Webmail will be the first application to switch to Dovecot.  We began rolling this out server-by-server on Wednesday.  We are taking our time with this rollout since it is such a big change, just in case any unforeseen problems arise.  So far the issues have been minor, and easily corrected.

Once the beta proxy is bug-free, we will start migrating the front-end POP3 and IMAP systems to Dovecot.  Needless to say, we are making a big commitment to this Dovecot thing.  It will be at the core of what’s to come.

Outsource your data center

Phil Wainewright wrote an article on his Software as Services blog Monday on a vary familiar topic – the ironies of Software as a Service companies who operate their own data centers.  I quote:

"One of the ironies of the on-demand application space is that many of the leading names operate their own data centers. This seems somewhat illogical, if not downright hypocritical. On the one hand, they ask their customers to rely on a third party to provide mission-critical business applications.
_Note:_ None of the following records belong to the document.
PR #388, opened 2023-06-05
Change the "pattern selection" text

aphillips:
In PR #385 from @catamorphism  I made the [comment](https://github.com/unicode-org/message-format-wg/pull/385#discussion_r1211860808) which suggested a different approach to pattern selection. This PR addresses that comment.

### DIFF
--- a/spec/formatting.md
+++ b/spec/formatting.md
@@ -31,31 +31,32 @@ refer to a local variable that's defined after it in the message.
 
 ## Pattern Selection
 
-When a _message_ contains a _match_ statement with one or more _selectors_, it needs to determine
-which _variant_ will be used to provide the _pattern_ for the formatting operation. This is done by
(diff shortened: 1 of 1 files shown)


spec/formatting.md
eemeli, line 1: Could you reformat the changes to this file to use [semantic line breaks](https://sembr.org/)? It would make the diff much easier to read.

eemeli (approved):
Mostly would like yet moar newlines. The line 35 change is the only one adding a few words.

This is a bit less precise than the previous text, but I'm fine with that.

aphillips:
@eemeli Thanks for the review. I have committed your changes to the line-breaks. The wording change was also committed (since it was an improvement/oversight on my part).

mihnita (approved):

PR #389, opened 2023-06-06
Make pattern selection example 3 clearer

aphillips:
Editorial changes to make this example easier to understand.

### DIFF
--- a/spec/formatting.md
+++ b/spec/formatting.md
@@ -238,18 +238,20 @@ when * * {Otherwise}
 
 #### Example 3
 
-Presuming a more powerful implementation which supports selection on numerical values,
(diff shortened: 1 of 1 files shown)


eemeli (approved):
This text is indeed less clunky. Needs newlines, though.

I liked the `>` styling you used for the example in #388. Should we apply that to all examples, and mention somewhere that such text is non-normative? Then we wouldn't need to specify that at every instance.

eemeli:
@aphillips I added a merge commit from `main` to this branch in order to simplify the diff presented by GitHub. Squashing base branch changes onto a PR branch tends to mess it up pretty badly.

stasm (approved):

PR #392, opened 2023-06-17
Harmonise spec style

eemeli:
This fixes the following editorial issues in the spec:
- Always style normative key words using all caps: MUST, MAY, etc.
- Always use **_definition_** and _reference_ styles
- Always use `>` block quotes for examples
- Always use semantic line breaks
- Apply Prettier markdown styling
- Update ToC in readme


eemeli:
Requesting fast-tracking for these editorial fixes.

aphillips (approved):

aphillips:
These are strictly editorial changes to make the formatting consistent. I see no need to hold these back.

But instead of doing likewise with their own infrastructure, they host in-house."

This is has been a topic of discussion at Webmail for years… Would it be cheaper buy servers and put them in a collo facility and manage them ourselves?  Or could we build out our own data center here in the VT CRC?  Or should we lease servers and let another company manage the hardware and network?

Our expertise is not infrastructure (even though we have people dedicated to it and that is what I spend 90% of my own time on).  We are a software company with heavy infrastructure usage.  We are also a customer service company.  And our people are great at what they do – programming and pleasing our customers.   Again quoting the article:

"To be very good at [infrastructure] at the same time as writing the software and developing the customer base is very hard. These companies are getting tripped up by things that are mission critical but they’re not really core to the development of the software."
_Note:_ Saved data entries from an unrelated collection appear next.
PR #395, opened 2023-06-17
Explicitly define `operand` in syntax

eemeli:
While working on the data model and formatting, I found it a bit challenging to not have the _operand_ of an expression defined in the syntax, even though it needs to be referred to all over the place.

So let's add that, and move the _function_ sigil description to the right section of the spec.

### DIFF
--- a/spec/syntax.md
+++ b/spec/syntax.md
@@ -125,29 +125,23 @@ A simple _expression_ is a bare variable name:
 ### Formatting Functions
 
 A _function_ is named functionality, possibly with _options_, that format,
-process, or operate on a _variable_.
+process, or operate on an _operand_ which may be either a _literal_ or a _variable_.
 
-For example, a _message_ with an interpolated `$date` _variable_ formatted with the `:datetime` _function_:
+For example, a _message_ with a `$date` _variable_ formatted with the `:datetime` _function_:
 
     {Today is {$date :datetime weekday=long}.}
 
-A _message_ with an interpolated `$userName` _variable_ formatted with
+A _message_ with a `$userName` _variable_ formatted with
 the custom `:person` _function_ capable of
 declension (using either a fixed dictionary, algorithmic declension, ML, etc.):
 
     {Hello, {$userName :person case=vocative}!}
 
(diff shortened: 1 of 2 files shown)


eemeli:
To bikeshed on the name a bit, one possible alternative to `operand` could be `value`; that would be a bit less arcane, and would make it easier to use it also in `option`:

```abnf
expression = "{" [s] ((value [s annotation]) / annotation) [s] "}"
value = literal / variable
option = name [s] "=" [s] value
```

macchiati:
Not a blocker, but the value of 'operand' is that it reduces confusion with 'value' used as a normal English word.

macchiati:
In your very next PR, you have in the text "...determines the value of a part of the message..."

stasm (approved):
You can also change line 19, which currently reads:

spec/syntax.md
```diff
@@ -347,19 +341,27 @@ Whitespace within a _pattern_ is meaningful and MUST be preserved.
...
 
 _Functions_ do not accept any positional arguments
-other than the _literal_ or _variable_ in front of them.
+other than the _operand_ in front of them.
+
+_Functions_ use one of the following prefix sigils:
+
+- `:` for standalone content
+- `+` for starting or opening elements
+- `-` for ending or closing elements
```
aphillips, line 360: Instead of "elements", say "_expressions_", since that is our name for a placeable element.

aphillips (changes requested):
Looks good, but one comment.

spec/syntax.md
eemeli, line 360:
```suggestion
- `+` for starting or opening _expressions_
- `-` for ending or closing _expressions_
```

eemeli: Done.

eemeli:
> You can also change line 19, which currently reads:
> 
> ```
> option = name [s] "=" [s] (literal / variable)
> ```

Noticing that is what prompted me to consider _value_, actually, as "operand" doesn't really work conceptually as the value of an option. :/

PR #397, opened 2023-06-19
Change the syntax of the ::open and :/close function calls

stasm:
This is a follow-up to #364, which made it possible to use unquoted literals in the argument position in placeholders. However, due to the current syntax of +open and -close function calls, arguments that are number literals must still be quoted, e.g. `{|-1| :number}`.

This PR proposes to change the syntax of markup-like function calls:

    BEFORE: {+button title=|Click me!|}Submit{-button}
    AFTER:  {::button title=|Click me!|}Submit{:/button}

The benefit of using a two-char-long prefix is that we effectively establish the colon `:` as the general-purpose function introducer.

### DIFF
--- a/spec/formatting.md
+++ b/spec/formatting.md
@@ -483,14 +483,14 @@ Between the brackets, the following contents are used:
   > Example: `{:platform}`
 
 - Opening _expression_ with no operand:
-  U+002B PLUS SIGN `+` followed by the _function_ _name_
+  U+003A COLON `:` followed by U+003A COLON `:` and then by the _function_ _name_
 
-  > Example: `{+tag}`
+  > Example: `{::tag}`
 
 - Closing _expression_ with no operand:
-  U+002D HYPHEN-MINUS `-` followed by the _function_ _name_
+  U+003A COLON `:` followed by U+002F SOLIDUS `/` and then by the _function_ _name_
 
-  > Example: `{-tag}`
+  > Example: `{:/tag}`
 
 - Otherwise: The U+FFFD REPLACEMENT CHARACTER `�` character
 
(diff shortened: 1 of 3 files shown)


eemeli:
> due to the current syntax of +open and -close function calls, arguments that are number literals must still be quoted, e.g. `{|-1| :number}`.

To qualify this a bit, only literals that represent negative numbers must be quoted with our current syntax; for example
```
{1 :number}
```
is completely fine.

I also continue to be interested in having anyone provide examples of existing real-world messages in any format that include negative number literals in any form. I contend that this is an exceedingly rare usage pattern that should not drive our syntax deliberations.

For one real-world data point, much of the Firefox code base is formatted with Fluent, which also supports markup as well as numerical literals as formatting function arguments and option values. It currently uses markup in a little under 5% of all messages, and does not include a single negative number literal.

aphillips:
@eemeli I don't think that percentages of messages is that useful a measure. The majority of strings have no replacements. The majority of strings with placeables have only one. Etc. What does concern me in this case is the "accessibility" or "usability" of the features we build: how surprising or unsuprising are the features? How consistent are they?

I think for negative numbers, there are domains where they are more prevalent and domains where they are less so. I am unsurprized that FF's code base has few of them. Other domains may find they are more prevalent and might include:

* finance (gain/loss, performance)
* weather (low temperatures, changes)
* sports (over/under)

When a user needs to write a message with a negative literal value, they shouldn't be surprised to find that it is a syntax error.

```
match {$temperature :lt}
when -20 {Is it cold?}
when -10 {Significant risk of chapped lips}
when 0 {Freezing}
when 10 {Bring a coat}
when 20 {Not bad}
when * {Is it hot in here?}
```

stasm:
I'm going to close this for now, while I prepare a document about a more holistic sigil design.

The article goes on to say that many SaaS companies end up bringing their infrastructure back in-house once they have stabilized because:

"They simply don’t trust third party providers to offer the quality, pricing and capabilities they demand."
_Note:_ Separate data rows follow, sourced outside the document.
PR #71, opened 2025-10-17
Add integration tests

mjfwebb:
This PR adds integration tests and helpers to easily add new tests in the future.

Tests will use testcontainers where we spin up a Neo4j database and run our integration tests against it.

As there was a deliberate choice to use only one container (as opposed to a container for each test), there's a need to isolate tests, which we do by using unique node labels when adding data to the database. This way each test is responsible for its own data creation and cleanup.

Along with this there are various Neo4j data structure specific assertion helper functions added. This is quite opinionated, but the aim is to make it easy for contributors to add new tests.

Note that `waitForConnectibity` is a custom function which waits for Neo4j to be ready to accept connections using exponential backoff retry logic. It's used during test setup to ensure the database container is fully initialized before running tests.

### DIFF
--- a/test/integration/README.md
+++ b/test/integration/README.md
@@ -7,16 +7,19 @@ Integration tests for the Neo4j MCP server using a shared Neo4j container (inclu
 ```go
 func TestMCPIntegration_MyFeature(t *testing.T) {
     t.Parallel()
-    tc := NewTestContext(t)
+    tc := helpers.NewTestContext(t)
 
-    // Seed test data (automatically isolated and cleaned up)
-    tc.SeedNode("Person", map[string]any{"name": "Alice"})
+    // Seed test data (automatically isolated with unique labels and cleaned up)
+    personLabel, err := tc.SeedNode("Person", map[string]any{"name": "Alice"})
+    if err != nil {
+        t.Fatalf("failed to seed data: %v", err)
+    }
 
     // Call tool
-    handler := tools.ReadCypherHandler(tc.Deps)
+    handler := cypher.ReadCypherHandler(tc.Deps)
     res := tc.CallTool(handler, map[string]any{
-        "query":  "MATCH (p:Person {test_id: $testID}) RETURN p",
-        "params": map[string]any{"testID": tc.TestID},
+        "query":  "MATCH (p:" + personLabel + " {name: $name}) RETURN p",
+        "params": map[string]any{"name": "Alice"},
     })
 
     // Parse and assert
@@ -24,7 +27,8 @@ func TestMCPIntegration_MyFeature(t *testing.T) {
     tc.ParseJSONResponse(res, &records)
 
     person := records[0]["p"].(map[string]any)
-    AssertNodeProperties(t, person, map[string]any{"name": "Alice"})
+    helpers.AssertNodeProperties(t, person, map[string]any{"name": "Alice"})
+    helpers.AssertNodeHasLabel(t, person, personLabel)
 }
 ```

Believe me, I have done my homework on this topic.  I have looked at collo services from Equinix, Internap; managed hosting services from ServerVault, Rackspace, DigitalNation (now Verio), DialTone, among others, and I have talked with local companies about building our own facility.

When we have these discussions, it always comes down to two things: (1) Where do we feel our internal resources can be best spent?  and (2) Can we find a partner that we can trust with the rest of the stuff at an affordable cost?

We believe that we can be most effective by focusing our technical resources on innovating our software, rather than managing hardware.  We have been outsourcing our infrastructure to Rackspace since 2004, and we were outsourcing to ServerVault before that.  Both are great companies.  Since Rackspace guarantees that our servers and network will always be up, it allows our infrastructure team to work on the system, not the hardware.  We work on things such as:

  • scaling our software to take advantage of our growing number of servers
  • optimizing performance
  • automating common system management tasks
  • building monitoring and recovery tools
  • securing our systems from spam, viruses and malicious traffic
  • intelligent storage systems

I think the comment from the article that sums it up for most companies is that they simply don’t trust third party providers to give them what they need.  There are some horrible hosting companies out there, I know.  And even the bad ones have pretty web sites.  But man… Rackspace has hands down been the best partner I have ever worked with.  They are an amazing company, with great people who have earned my respect and trust; and most importantly they have given us what we need.  We are rapidly approaching 100 servers with Rackspace, and I have yet to find a compelling reason to bring that in-house.

As long as Rackspace continues to scale their business relationship with us as we grow, we will not be one of those companies who deviate from their core competencies by bringing their mission critical infrastructure in-house.